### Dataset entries
────

PR #4526, opened 2015-11-05
Msys2 64bits

oxillo:
64 bits support with MSYS2. Use OpenAL for sound support


oxillo:
integrated in master with #6413

PR #4527, opened 2015-11-05
Improve variable quoting in cleanAllExamples.sh and buildAllExamples.…

raphaelss:
…sh linux scripts and fix minor formatting/whitespace issues.

Most important contribution is the use is of quotes in the variables in the lines containing "rm -rf" in cleanAllExamples.sh as a undefined, empty or variable containing spaces could cause unrelated files to be deleted. I used the "${VAR:?}" idiom that terminates the script immediately if the variable is empty (whitespace only) or unset.
I could have put it in only one appearence of the variables, but it makes sense to put it  in every statement so that if more code is inserted in between them, an eventual accident is avoided.
Considering the context in which the variables are used, it's unlikely that we will ever have a problem, but in a script that is meant to be run as root, it's better to be safe when running 'rm -rf'

Added quotes to variables where necessary in other less critical places (where spaces could generate issues) and fixed formatting/whitespace/style issues on the way.

### DIFF
--- a/scripts/linux/buildAllExamples.sh
+++ b/scripts/linux/buildAllExamples.sh
@@ -5,34 +5,34 @@ export LC_ALL=C
 for category in $( find ../../examples/ -maxdepth 1 -type d )
 do
     if [ "$category" = "../../examples/android" -o "$category" = "../../examples/ios" -o "$category" = "../../examples/" ]; then
-            continue
+        continue
     fi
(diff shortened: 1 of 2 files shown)


bilderbuchi:
nice, thanks. ping @arturoc for review

arturoc:
thanks!

PR #4528, opened 2015-11-05
platform list

tpltnt:
Hi,

another attempt at addressing #3506.

Cheers,
tpltnt

### DIFF
--- a/docs/PLATFORMS.md
+++ b/docs/PLATFORMS.md
@@ -6,7 +6,7 @@ versions: 2.2+
 
 architectures:
   * armeabi-v7a
-  * x86 (i686)
+  * x86
 
 
 # Emscripten #
@@ -21,7 +21,7 @@ versions: iOS 5 - 8 (FAT Bundle with libc++ for all archs)
 architectures:
   * ARMv7
   * ARM64
-  * i386
+  * x86
   * x86_64
 
 notes:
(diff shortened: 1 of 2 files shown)


kylemcdonald:
this looks correct, and all the ?s have been replaced. :+1:

docs/PLATFORMS.md
```diff
@@ -0,0 +1,68 @@
...
+# Microsoft Windows #
+
+versions: Win7 - Win10
+
+architectures:
+  * x86
+  * x86_64
+
+notes:
+  * Visual Studio 2012 for x86
```
arturoc: this is not correct it's vs2015 for every platform

docs/PLATFORMS.md
```diff
@@ -0,0 +1,68 @@
...
+  * Visual Studio 2015
+  * MSYS2
+  * MinGW / Codeblocks 12.11 for x86
+
```
arturoc: we don't support codeblocks anymore, the msys2 download only has support for x86 by now

docs/PLATFORMS.md
```diff
@@ -0,0 +1,68 @@
+openFrameworks currently supports the following platforms:
+
+# Android #
+
+versions: 2.2+
+
+architectures:
+  * armeabi-v7a
+  * x86 (i686)
```
arturoc: i think it's better to specify x86 only, in all the platforms, i686 is correct in the case of android but i386 specified in other places is surely not compatible with the libraries we ship

arturoc:
thanks!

────

### TASK DIRECTIONS
Restate each record above word for word.

### COMPLETED EXERCISE
PR #4526, opened 2015-11-05
Msys2 64bits

oxillo:
64 bits support with MSYS2. Use OpenAL for sound support


oxillo:
integrated in master with #6413

PR #4527, opened 2015-11-05
Improve variable quoting in cleanAllExamples.sh and buildAllExamples.…

raphaelss:
…sh linux scripts and fix minor formatting/whitespace issues.

Most important contribution is the use is of quotes in the variables in the lines containing "rm -rf" in cleanAllExamples.sh as a undefined, empty or variable containing spaces could cause unrelated files to be deleted. I used the "${VAR:?}" idiom that terminates the script immediately if the variable is empty (whitespace only) or unset.
I could have put it in only one appearence of the variables, but it makes sense to put it  in every statement so that if more code is inserted in between them, an eventual accident is avoided.
Considering the context in which the variables are used, it's unlikely that we will ever have a problem, but in a script that is meant to be run as root, it's better to be safe when running 'rm -rf'

Added quotes to variables where necessary in other less critical places (where spaces could generate issues) and fixed formatting/whitespace/style issues on the way.

### DIFF
--- a/scripts/linux/buildAllExamples.sh
+++ b/scripts/linux/buildAllExamples.sh
@@ -5,34 +5,34 @@ export LC_ALL=C
 for category in $( find ../../examples/ -maxdepth 1 -type d )
 do
     if [ "$category" = "../../examples/android" -o "$category" = "../../examples/ios" -o "$category" = "../../examples/" ]; then
-            continue
+        continue
     fi
(diff shortened: 1 of 2 files shown)


bilderbuchi:
nice, thanks. ping @arturoc for review

arturoc:
thanks!

PR #4528, opened 2015-11-05
platform list

tpltnt:
Hi,

another attempt at addressing #3506.

Cheers,
tpltnt

### DIFF
--- a/docs/PLATFORMS.md
+++ b/docs/PLATFORMS.md
@@ -6,7 +6,7 @@ versions: 2.2+
 
 architectures:
   * armeabi-v7a
-  * x86 (i686)
+  * x86
 
 
 # Emscripten #
@@ -21,7 +21,7 @@ versions: iOS 5 - 8 (FAT Bundle with libc++ for all archs)
 architectures:
   * ARMv7
   * ARM64
-  * i386
+  * x86
   * x86_64
 
 notes:
(diff shortened: 1 of 2 files shown)


kylemcdonald:
this looks correct, and all the ?s have been replaced. :+1:

docs/PLATFORMS.md
```diff
@@ -0,0 +1,68 @@
...
+# Microsoft Windows #
+
+versions: Win7 - Win10
+
+architectures:
+  * x86
+  * x86_64
+
+notes:
+  * Visual Studio 2012 for x86
```
arturoc: this is not correct it's vs2015 for every platform

docs/PLATFORMS.md
```diff
@@ -0,0 +1,68 @@
...
+  * Visual Studio 2015
+  * MSYS2
+  * MinGW / Codeblocks 12.11 for x86
+
```
arturoc: we don't support codeblocks anymore, the msys2 download only has support for x86 by now

docs/PLATFORMS.md
```diff
@@ -0,0 +1,68 @@
+openFrameworks currently supports the following platforms:
+
+# Android #
+
+versions: 2.2+
+
+architectures:
+  * armeabi-v7a
+  * x86 (i686)
```
arturoc: i think it's better to specify x86 only, in all the platforms, i686 is correct in the case of android but i386 specified in other places is surely not compatible with the libraries we ship

arturoc:
thanks!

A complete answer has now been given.